YOUR ASSIGNMENT.
If a line in the data below contains "approach", copy it.
··· RECORDS FOR THE TASK ···
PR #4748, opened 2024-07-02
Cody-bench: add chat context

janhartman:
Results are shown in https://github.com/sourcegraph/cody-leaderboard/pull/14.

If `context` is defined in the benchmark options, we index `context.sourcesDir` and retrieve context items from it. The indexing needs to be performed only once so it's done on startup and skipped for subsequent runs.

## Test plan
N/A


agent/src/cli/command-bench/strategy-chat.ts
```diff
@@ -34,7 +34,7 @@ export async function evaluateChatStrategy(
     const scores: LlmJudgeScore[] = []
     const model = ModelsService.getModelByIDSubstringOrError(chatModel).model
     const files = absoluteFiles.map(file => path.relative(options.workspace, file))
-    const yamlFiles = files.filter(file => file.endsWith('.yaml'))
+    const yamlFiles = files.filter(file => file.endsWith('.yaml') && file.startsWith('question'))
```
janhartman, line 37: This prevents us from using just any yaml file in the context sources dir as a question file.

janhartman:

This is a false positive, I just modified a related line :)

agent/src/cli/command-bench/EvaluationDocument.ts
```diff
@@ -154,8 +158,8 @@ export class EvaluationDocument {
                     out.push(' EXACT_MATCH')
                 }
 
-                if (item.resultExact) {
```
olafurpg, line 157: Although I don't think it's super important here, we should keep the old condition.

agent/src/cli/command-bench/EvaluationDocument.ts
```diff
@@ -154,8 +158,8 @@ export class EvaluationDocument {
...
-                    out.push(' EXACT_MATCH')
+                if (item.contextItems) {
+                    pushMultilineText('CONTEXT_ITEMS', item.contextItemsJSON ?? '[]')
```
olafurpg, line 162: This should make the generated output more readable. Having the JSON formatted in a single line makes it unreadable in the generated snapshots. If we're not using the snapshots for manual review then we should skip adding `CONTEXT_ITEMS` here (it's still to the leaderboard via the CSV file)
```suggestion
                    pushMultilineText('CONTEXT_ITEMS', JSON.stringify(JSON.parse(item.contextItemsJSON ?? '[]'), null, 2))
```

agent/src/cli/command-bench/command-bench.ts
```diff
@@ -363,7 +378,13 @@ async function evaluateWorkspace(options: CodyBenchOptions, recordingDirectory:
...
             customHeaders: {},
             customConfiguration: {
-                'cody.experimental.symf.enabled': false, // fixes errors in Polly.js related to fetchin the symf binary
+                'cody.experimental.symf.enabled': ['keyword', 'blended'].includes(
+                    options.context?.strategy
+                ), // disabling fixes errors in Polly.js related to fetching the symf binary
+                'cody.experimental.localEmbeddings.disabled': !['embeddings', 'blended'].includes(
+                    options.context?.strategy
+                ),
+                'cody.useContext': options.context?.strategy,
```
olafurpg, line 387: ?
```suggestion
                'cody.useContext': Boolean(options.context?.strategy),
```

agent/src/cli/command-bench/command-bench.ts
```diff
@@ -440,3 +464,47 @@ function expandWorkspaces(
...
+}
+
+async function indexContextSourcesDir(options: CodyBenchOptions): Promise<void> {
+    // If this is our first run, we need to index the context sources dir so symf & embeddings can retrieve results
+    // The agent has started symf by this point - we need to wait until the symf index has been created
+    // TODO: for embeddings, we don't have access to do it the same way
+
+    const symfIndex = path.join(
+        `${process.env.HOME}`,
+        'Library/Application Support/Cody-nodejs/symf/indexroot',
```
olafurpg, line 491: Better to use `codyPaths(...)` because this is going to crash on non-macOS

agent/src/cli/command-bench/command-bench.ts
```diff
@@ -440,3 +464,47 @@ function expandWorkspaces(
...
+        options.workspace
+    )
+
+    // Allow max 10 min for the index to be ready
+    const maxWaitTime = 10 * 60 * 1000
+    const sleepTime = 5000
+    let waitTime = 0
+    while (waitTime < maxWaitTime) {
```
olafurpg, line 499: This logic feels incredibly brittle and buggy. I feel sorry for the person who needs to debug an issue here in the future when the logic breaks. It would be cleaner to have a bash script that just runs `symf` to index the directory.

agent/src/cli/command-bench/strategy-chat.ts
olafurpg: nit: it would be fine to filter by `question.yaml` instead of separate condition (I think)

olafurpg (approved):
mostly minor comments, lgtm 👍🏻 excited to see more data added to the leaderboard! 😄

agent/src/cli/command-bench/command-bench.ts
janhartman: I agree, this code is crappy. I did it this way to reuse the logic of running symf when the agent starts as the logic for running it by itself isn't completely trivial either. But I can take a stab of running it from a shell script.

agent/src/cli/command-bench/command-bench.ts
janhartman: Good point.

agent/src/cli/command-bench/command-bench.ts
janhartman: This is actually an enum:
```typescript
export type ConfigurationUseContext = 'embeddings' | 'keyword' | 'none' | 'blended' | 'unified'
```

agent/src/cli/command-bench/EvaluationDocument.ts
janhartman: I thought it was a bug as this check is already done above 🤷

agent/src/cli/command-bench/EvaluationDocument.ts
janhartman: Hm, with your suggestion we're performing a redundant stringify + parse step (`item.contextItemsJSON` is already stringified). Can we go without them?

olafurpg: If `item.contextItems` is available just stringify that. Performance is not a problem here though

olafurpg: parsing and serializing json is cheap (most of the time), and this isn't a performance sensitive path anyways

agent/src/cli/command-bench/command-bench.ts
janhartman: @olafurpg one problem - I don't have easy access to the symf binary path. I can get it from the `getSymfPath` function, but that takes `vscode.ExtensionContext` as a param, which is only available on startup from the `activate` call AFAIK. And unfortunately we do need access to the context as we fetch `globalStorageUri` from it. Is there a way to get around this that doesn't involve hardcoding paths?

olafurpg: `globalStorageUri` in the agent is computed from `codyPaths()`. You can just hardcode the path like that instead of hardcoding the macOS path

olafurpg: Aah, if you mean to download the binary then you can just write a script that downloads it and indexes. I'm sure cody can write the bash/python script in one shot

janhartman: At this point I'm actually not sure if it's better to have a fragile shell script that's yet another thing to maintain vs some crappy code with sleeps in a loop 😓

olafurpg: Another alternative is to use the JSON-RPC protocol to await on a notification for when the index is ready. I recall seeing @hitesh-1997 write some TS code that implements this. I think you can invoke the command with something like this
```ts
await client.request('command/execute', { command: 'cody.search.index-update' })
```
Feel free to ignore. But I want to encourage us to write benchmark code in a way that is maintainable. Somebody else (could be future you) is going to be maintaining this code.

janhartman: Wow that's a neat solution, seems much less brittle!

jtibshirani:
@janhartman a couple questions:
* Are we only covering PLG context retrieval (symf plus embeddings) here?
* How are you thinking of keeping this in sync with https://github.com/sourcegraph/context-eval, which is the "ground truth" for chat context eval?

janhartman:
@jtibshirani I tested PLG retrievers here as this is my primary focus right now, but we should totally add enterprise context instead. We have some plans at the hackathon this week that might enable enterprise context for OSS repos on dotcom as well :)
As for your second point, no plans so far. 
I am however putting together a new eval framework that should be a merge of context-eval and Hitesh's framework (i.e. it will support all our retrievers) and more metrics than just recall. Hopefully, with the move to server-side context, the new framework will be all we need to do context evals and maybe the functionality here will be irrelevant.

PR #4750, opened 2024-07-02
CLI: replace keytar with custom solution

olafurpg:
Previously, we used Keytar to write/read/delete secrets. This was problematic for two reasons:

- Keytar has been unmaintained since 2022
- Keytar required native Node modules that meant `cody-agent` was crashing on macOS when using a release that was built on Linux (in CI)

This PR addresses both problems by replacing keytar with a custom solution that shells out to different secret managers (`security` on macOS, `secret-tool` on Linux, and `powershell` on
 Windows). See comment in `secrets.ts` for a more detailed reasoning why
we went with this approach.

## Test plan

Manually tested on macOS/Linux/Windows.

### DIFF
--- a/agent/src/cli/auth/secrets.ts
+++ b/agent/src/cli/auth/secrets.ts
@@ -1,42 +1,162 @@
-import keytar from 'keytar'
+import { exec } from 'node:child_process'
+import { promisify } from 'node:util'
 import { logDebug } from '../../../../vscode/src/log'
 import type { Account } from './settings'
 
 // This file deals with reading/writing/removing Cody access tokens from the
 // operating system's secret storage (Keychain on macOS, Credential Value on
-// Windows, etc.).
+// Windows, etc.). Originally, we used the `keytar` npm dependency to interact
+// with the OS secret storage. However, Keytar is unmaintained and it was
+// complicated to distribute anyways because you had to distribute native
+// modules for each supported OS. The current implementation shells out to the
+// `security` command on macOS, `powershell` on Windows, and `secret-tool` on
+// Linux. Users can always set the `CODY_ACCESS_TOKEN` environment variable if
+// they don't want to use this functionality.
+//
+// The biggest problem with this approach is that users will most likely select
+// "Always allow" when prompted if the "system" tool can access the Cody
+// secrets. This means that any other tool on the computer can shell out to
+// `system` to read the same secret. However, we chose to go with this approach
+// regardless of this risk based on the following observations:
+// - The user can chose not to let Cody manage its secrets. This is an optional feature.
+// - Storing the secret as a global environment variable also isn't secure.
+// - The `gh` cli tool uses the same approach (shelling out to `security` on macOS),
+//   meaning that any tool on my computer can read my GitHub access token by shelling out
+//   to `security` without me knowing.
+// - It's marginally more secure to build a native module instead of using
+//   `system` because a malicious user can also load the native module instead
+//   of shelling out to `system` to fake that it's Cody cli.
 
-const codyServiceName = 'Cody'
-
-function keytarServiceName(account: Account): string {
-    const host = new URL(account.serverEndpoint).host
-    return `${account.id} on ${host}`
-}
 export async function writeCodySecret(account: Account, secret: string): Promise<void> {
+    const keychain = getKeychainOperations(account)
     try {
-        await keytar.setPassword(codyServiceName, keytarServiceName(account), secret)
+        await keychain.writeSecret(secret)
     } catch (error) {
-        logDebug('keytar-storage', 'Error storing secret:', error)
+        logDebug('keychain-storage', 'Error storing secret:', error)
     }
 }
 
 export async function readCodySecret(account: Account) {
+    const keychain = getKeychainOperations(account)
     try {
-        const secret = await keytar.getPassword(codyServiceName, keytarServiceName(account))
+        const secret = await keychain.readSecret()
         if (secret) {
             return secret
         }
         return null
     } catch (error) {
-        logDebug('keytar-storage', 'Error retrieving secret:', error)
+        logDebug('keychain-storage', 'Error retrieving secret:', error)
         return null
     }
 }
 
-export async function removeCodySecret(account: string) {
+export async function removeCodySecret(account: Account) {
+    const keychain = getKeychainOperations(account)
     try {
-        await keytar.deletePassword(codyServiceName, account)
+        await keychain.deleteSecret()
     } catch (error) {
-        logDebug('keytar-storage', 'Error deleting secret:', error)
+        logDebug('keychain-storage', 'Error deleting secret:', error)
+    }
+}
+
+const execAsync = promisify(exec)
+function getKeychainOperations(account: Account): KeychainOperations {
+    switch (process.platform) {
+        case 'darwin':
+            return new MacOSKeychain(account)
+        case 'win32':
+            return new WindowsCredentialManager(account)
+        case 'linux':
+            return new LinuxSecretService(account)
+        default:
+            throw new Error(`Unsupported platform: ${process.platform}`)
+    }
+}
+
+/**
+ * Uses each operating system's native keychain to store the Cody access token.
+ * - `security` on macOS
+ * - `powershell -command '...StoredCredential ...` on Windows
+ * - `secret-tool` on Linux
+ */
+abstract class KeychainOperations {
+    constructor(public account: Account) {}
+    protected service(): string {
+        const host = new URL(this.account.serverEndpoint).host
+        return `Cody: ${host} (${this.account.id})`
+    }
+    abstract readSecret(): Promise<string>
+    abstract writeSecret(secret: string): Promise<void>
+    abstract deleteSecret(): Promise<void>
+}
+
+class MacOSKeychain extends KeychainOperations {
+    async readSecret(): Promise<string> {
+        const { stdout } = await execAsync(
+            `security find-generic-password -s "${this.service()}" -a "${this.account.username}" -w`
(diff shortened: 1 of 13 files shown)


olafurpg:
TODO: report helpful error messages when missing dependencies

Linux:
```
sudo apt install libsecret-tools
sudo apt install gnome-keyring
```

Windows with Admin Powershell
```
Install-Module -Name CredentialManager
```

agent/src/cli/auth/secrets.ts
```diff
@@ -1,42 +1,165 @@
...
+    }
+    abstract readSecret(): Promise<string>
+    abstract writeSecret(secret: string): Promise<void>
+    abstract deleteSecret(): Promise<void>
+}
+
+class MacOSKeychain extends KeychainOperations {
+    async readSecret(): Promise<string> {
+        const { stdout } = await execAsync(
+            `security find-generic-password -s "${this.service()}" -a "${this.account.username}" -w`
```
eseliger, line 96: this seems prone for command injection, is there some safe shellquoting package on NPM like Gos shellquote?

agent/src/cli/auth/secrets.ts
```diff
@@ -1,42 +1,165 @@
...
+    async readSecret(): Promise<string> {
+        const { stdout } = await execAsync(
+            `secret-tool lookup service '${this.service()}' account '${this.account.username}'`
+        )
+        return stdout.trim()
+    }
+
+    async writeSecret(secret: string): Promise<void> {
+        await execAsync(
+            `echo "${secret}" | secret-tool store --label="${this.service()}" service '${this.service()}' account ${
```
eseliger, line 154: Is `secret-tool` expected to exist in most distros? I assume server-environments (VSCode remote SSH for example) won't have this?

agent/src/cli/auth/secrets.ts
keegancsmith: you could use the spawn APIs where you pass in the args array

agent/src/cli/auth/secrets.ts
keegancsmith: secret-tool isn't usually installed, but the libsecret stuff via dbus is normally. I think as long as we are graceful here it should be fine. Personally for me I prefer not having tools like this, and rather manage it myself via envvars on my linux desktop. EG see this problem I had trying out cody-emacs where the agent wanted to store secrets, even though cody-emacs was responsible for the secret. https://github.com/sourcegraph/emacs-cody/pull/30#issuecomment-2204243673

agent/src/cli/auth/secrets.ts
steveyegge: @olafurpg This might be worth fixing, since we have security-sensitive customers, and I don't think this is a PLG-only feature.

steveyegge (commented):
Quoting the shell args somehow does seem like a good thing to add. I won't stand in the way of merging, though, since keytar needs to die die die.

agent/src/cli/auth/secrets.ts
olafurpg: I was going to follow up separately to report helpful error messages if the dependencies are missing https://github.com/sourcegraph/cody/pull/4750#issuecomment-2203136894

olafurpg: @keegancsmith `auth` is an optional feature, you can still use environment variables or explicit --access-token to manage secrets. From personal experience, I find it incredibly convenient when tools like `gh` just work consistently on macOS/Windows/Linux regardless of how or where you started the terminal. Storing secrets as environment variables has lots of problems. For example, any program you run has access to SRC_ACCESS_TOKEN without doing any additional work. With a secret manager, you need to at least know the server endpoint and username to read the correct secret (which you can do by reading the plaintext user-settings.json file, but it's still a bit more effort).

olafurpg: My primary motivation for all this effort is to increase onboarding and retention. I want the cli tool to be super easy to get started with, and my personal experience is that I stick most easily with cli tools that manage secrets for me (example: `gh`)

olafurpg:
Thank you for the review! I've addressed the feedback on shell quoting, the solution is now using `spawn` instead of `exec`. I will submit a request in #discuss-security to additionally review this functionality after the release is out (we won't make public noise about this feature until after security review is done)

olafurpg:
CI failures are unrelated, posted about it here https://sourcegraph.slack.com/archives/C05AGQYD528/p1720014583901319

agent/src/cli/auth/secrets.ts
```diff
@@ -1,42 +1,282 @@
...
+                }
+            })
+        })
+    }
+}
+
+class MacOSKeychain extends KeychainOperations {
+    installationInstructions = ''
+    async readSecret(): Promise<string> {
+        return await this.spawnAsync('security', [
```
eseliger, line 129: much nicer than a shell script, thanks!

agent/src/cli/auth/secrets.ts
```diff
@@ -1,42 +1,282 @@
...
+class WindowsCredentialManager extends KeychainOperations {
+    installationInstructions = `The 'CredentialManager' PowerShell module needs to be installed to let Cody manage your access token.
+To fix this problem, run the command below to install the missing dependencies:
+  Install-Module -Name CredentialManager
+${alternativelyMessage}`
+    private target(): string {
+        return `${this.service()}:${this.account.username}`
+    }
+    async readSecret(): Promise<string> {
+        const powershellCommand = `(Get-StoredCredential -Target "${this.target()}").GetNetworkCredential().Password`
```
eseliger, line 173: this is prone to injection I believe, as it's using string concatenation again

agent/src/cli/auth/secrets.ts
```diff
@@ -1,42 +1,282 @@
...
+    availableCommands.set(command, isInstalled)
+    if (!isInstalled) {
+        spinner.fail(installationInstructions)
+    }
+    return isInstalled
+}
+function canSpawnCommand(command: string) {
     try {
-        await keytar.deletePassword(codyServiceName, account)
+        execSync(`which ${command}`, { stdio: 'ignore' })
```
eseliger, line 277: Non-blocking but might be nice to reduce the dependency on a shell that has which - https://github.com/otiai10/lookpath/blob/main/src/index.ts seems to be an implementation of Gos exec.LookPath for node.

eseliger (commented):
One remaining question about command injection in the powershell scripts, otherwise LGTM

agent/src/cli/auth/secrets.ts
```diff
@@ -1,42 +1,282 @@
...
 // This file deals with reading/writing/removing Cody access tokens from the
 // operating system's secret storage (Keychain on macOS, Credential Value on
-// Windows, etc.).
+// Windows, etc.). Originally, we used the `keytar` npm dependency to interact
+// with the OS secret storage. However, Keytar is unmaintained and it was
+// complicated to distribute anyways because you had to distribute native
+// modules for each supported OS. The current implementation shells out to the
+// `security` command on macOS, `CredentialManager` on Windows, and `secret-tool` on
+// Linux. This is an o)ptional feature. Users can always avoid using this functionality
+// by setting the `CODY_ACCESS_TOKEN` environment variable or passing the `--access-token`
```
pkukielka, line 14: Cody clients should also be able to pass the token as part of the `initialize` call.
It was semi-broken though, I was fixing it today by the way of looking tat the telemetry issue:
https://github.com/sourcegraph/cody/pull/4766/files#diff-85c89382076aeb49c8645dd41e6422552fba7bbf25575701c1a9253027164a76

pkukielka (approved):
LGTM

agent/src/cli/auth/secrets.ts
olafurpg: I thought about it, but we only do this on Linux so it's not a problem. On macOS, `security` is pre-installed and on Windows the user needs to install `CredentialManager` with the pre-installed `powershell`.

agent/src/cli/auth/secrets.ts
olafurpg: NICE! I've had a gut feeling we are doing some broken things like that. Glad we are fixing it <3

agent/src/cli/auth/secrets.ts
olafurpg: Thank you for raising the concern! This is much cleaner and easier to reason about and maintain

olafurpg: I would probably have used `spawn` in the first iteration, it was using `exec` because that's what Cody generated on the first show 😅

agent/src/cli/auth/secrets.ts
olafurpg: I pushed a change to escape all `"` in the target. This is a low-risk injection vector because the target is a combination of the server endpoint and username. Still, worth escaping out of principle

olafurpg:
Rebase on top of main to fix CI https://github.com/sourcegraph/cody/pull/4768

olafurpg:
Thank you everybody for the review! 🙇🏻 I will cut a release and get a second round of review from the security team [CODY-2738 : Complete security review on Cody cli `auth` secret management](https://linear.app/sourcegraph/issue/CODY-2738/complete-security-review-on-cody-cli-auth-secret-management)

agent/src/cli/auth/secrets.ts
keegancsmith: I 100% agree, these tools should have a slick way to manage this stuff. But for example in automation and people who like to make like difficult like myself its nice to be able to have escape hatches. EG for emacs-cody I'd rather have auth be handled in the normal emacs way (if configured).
···
EXERCISE RESULT.
we went with this approach.
+// The biggest problem with this approach is that users will most likely select
+// `system` to read the same secret. However, we chose to go with this approach
+// - The `gh` cli tool uses the same approach (shelling out to `security` on macOS),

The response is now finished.